> [Exercise brief]: Tally the lines of the entries below that hold the word "HashMap", and please give only the total.

> [The data]:

╭──

PR #1161, opened 2025-12-26
feat: arrow-native actions and distributed log scanning for Delta Lake

lonless9:


crates/sail-physical-plan/src/format_tag.rs
```diff
@@ -0,0 +1,138 @@
...
+            FormatTag::DuckLake => write!(f, "DuckLake"),
+            FormatTag::Custom(name) => write!(f, "{}", name),
+        }
+    }
+}
+
+lazy_static::lazy_static! {
+    static ref FORMAT_TAG_REGISTRY: RwLock<HashMap<TypeId, FormatTag>> =
+        RwLock::new(HashMap::new());
+}
```
lonless9, line 33: Should we place this file in `sail_common_datafusion`? Is there a better session level registry logic?

crates/sail-delta-lake/src/physical_plan/scan_by_adds_exec.rs
```diff
@@ -187,71 +127,134 @@ impl ExecutionPlan for DeltaScanByAddsExec {
...
+            let mut input_stream = input.execute(partition, context.clone())?;
+            let mut candidate_adds = Vec::new();
+            let mut is_partition_scan = true;
 
-            while let Some(batch_result) = input_stream.next().await {
-                let batch = batch_result?;
+            while let Some(batch) = input_stream.try_next().await? {
                 if batch.num_rows() == 0 {
                     continue;
                 }
```
lonless9, line 144: I plan to later buffer Adds here and execute them in a streaming manner using `async_stream`, which may require the involvement of a parquet opener or similar infrastructure. Perhaps we should take a look at the implementation of `filestream`, though it is not defined as `pub`.

crates/sail-delta-lake/src/physical_plan/log_scan_exec.rs
```diff
@@ -0,0 +1,341 @@
...
+                if batch.num_rows() == 0 {
+                    continue;
+                }
+                let out = this.to_file_rows(&batch)?;
+                if out.num_rows() == 0 {
+                    continue;
+                }
+                yield out;
+            }
+        };
```
lonless9: I'm curious if this makes sense.

crates/sail-delta-lake/src/datasource/expressions.rs
```diff
@@ -16,35 +16,24 @@
...
-    AggregateUDF, BinaryExpr, Expr, Operator, ScalarUDF, TableProviderFilterPushDown, TableSource,
-};
+use datafusion::logical_expr::{BinaryExpr, Expr, Operator, TableProviderFilterPushDown};
 use datafusion::optimizer::simplify_expressions::ExprSimplifier;
 use datafusion::physical_expr::PhysicalExpr;
 use datafusion::physical_plan::expressions::Column as PhysicalColumn;
-use datafusion::sql::planner::{ContextProvider, SqlToRel};
-use datafusion::sql::sqlparser::dialect::GenericDialect;
-use datafusion::sql::sqlparser::parser::Parser;
-use datafusion::sql::sqlparser::tokenizer::Tokenizer;
```
lonless9, line 41: I guess there's no usage of sqlparser in this crate anymore.

crates/sail-plan/src/resolver/command/write_v1.rs
```diff
@@ -29,6 +29,14 @@ impl PlanResolver<'_> {
...
         } = write;
 
+        let replace_where = options.iter().find_map(|(k, v)| {
+            if k.eq_ignore_ascii_case("replaceWhere") || k.eq_ignore_ascii_case("replace_where") {
+                Some(v.clone())
+            } else {
+                None
+            }
+        });
+
```
lonless9, line 39: The v1 option condition was previously consuming at an incorrect location.

python/pysail/tests/spark/analyst/__snapshots__/test_features/test_explain_analyze_executes_and_returns_physical_plan.plan
```diff
@@ -1,10 +1,10 @@
...
-  ProjectionExec: expr=[#2@0 as #4, sum(t.#3)@1 as #5], metrics=[output_rows=<metric>, elapsed_compute=<metric>, output_bytes=<metric>], statistics=[Rows=Inexact(2), Bytes=Inexact(<bytes>), [(Col[0]:),(Col[1]:)]], schema=[#4:Int32;N, #5:Int64;N]
-    AggregateExec: mode=FinalPartitioned, gby=[#2@0 as #2], aggr=[sum(t.#3)], metrics=[output_rows=<metric>, elapsed_compute=<metric>, output_bytes=<metric>, spill_count=<metric>, spilled_bytes=<metric>, spilled_rows=<metric>, peak_mem_used=<metric>, aggregate_arguments_time=<metric>, aggregation_time=<metric>, emitting_time=<metric>, time_calculating_group_ids=<metric>], statistics=[Rows=Inexact(2), Bytes=Absent, [(Col[0]:),(Col[1]:)]], schema=[#2:Int32;N, sum(t.#3):Int64;N]
+ProjectionExec: expr=[#4@<i> as k, #5@<i> as SUM(v)], metrics=[output_rows=<metric>, elapsed_compute=<metric>, output_bytes=<metric>], statistics=[Rows=Inexact(2), Bytes=Inexact(<bytes>), [(Col[0]:),(Col[1]:)]], schema=[k:Int32;N, SUM(v):Int64;N]
```
linhr: I assume the statistics also refer to the column via `Col[0]` etc. Is the index stable enough? I thought it would be the same as `@<i>` indices (if I understand the notation correctly).

python/pysail/tests/spark/steps/plan.py
```diff
@@ -72,6 +72,54 @@ def normalize_path(path: str) -> str:
         flags=re.IGNORECASE,
     )
 
+    # Normalize unstable expression / column indices (can vary across runs when a session is reused).
```
linhr: Interesting. It's a bit counter-intuitive to me. I thought the column indices would be deterministic even with session reuse.

python/pysail/tests/spark/delta/features/merge.feature
```diff
@@ -509,3 +545,99 @@ Feature: Delta Lake Merge
...
+        """
+        INSERT INTO delta_merge_explain_partition_pushdown
+        SELECT * FROM VALUES
+          (1, 2023, 100),
+          (2, 2024, 200),
+          (3, 2024, 700)
+        """
+      Given statement
+        """
+        CREATE OR REPLACE TEMP VIEW src_merge_explain_partition_pushdown AS
```
linhr, line 611: We need to drop the `TEMP VIEW` in `final statement`.

python/pysail/tests/spark/delta/features/log_scan_parallel.feature
```diff
@@ -0,0 +1,77 @@
...
+        INSERT INTO delta_logscan_parallel SELECT * FROM VALUES (2, 'v2')
+        """
+      Given statement
+        """
+        INSERT INTO delta_logscan_parallel SELECT * FROM VALUES (3, 'v3')
+        """
+
+      Given statement
+        """
+        CREATE OR REPLACE TEMP VIEW src_logscan_parallel AS
```
linhr, line 39: We need to drop the `TEMP VIEW` in `final statement`.

crates/sail-physical-plan/src/format_tag.rs
linhr: In general, the static registry may cause surprising behavior in tests if we are not careful enough to isolate test executions. (It doesn't seem an issue with the current tests though.) We can move it to the session but of course this can be future work.

crates/sail-delta-lake/src/physical_plan/discovery_exec.rs
```diff
@@ -0,0 +1,487 @@
...
+                    }
+
+                    let table_provider =
+                        DeltaTableProvider::try_new(snapshot, log_store, scan_config)
+                            .map_err(|e| DataFusionError::External(Box::new(e)))?;
+
+                    let session_state = SessionStateBuilder::new()
+                        .with_runtime_env(context.runtime_env().clone())
+                        .with_config(context.session_config().clone())
+                        .build();
```
linhr, line 362: Creating session inside `execute()` indicates that there might be something we can do to improve the architecture. I guess we can revisit whether `DeltaTableProvider` is still the right abstraction moving forward.

crates/sail-delta-lake/src/physical_plan/discovery_exec.rs
```diff
@@ -0,0 +1,487 @@
...
+                let size_arr = batch.column_by_name("size_bytes").and_then(|c| {
+                    c.as_any()
+                        .downcast_ref::<datafusion::arrow::array::Int64Array>()
+                });
+                let mod_time_arr = batch.column_by_name("modification_time").and_then(|c| {
+                    c.as_any()
+                        .downcast_ref::<datafusion::arrow::array::Int64Array>()
+                });
+
+                let part_arrays: Vec<(String, Arc<dyn Array>)> = partition_columns
```
linhr, line 244: I guess we have to work with individual columns in `RecordBatch` instead of using `serde_arrow` here due to the dynamic schema caused by partition columns?

It seems we convert `MapArray` to columns in `DeltaLogScanExec` and then here we read it back as a `HashMap`. I'm not sure if this roundtrip is due to any limitations in the code I'm not aware of.

crates/sail-delta-lake/src/physical_plan/action_schema.rs
```diff
@@ -0,0 +1,394 @@
...
+}
+
+#[derive(Debug, Clone, Serialize, Deserialize)]
+pub struct AddAction {
+    path: String,
+    partition_values: BTreeMap<String, Option<String>>,
+    size: i64,
+    modification_time: i64,
+    data_change: bool,
+    stats_json: Option<String>,
```
linhr, line 56: Once we stop depending on kernel for data structures, we can do JSON serde + Arrow serde together (via `serde(deserialize_with = "...")`) so that we stored parsed `stats` instead of `stats_json` (which requires the downstream to do extra serde). This will fully isolate serde from application logic.

crates/sail-delta-lake/src/physical_plan/action_schema.rs
```diff
@@ -0,0 +1,394 @@
...
+const COL_PARTITION_VALUES: &str = "partition_values";
+
+static ACTION_FIELDS: LazyLock<
+    std::result::Result<Vec<datafusion::arrow::datatypes::FieldRef>, String>,
+> = LazyLock::new(delta_action_fields_build);
+static ACTION_SCHEMA: LazyLock<std::result::Result<SchemaRef, String>> =
+    LazyLock::new(|| match (*ACTION_FIELDS).as_ref() {
+        Ok(fields) => Ok(Arc::new(Schema::new(fields.clone()))),
+        Err(msg) => Err(msg.clone()),
+    });
```
linhr: I feel `lazy_static!` with `unwrap()` may be simpler. Any error in schema creation should panic the entire program immediately since such constant creation is not supposed to fail.

linhr (approved):
This is exciting! 🚀

Glad to see that we're moving part of the Delta Lake planning logic to physical execution and we've started using `serde_arrow` to simplify metadata processing.

python/pysail/tests/spark/steps/plan.py
lonless9: These issues may have been caused by previous incorrect implementations such as file lookups. After migrating to discovery, these problems should no longer exist. I have removed the placeholderization here.

crates/sail-delta-lake/src/physical_plan/action_schema.rs
lonless9: Yes, I plan to complete this in the subsequent PR, and a lot of redundant logic should be cleaned up.

crates/sail-delta-lake/src/physical_plan/discovery_exec.rs
lonless9: Yeah here the dynamic issue it is.
This is not a limitation; resolving this roundtrip may require enabling `Add` to support columnar/struct, which could involve lots, so I expect to address this issue in a following PR.

crates/sail-delta-lake/src/physical_plan/discovery_exec.rs
lonless9: Yes, the refactoring for the `DeltaTableProvider` should also be on the way.

crates/sail-physical-plan/src/format_tag.rs
lonless9: I will address this issue in a subsequent PR.

python/pysail/tests/spark/delta/features/log_scan_parallel.feature
lonless9: Done!

python/pysail/tests/spark/delta/features/merge.feature
lonless9: Done!

python/pysail/tests/spark/analyst/__snapshots__/test_features/test_explain_analyze_executes_and_returns_physical_plan.plan
lonless9: This could be a previous wrong implementation.

crates/sail-delta-lake/src/physical_plan/action_schema.rs
lonless9: Done!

╰──

> [Response box]: 3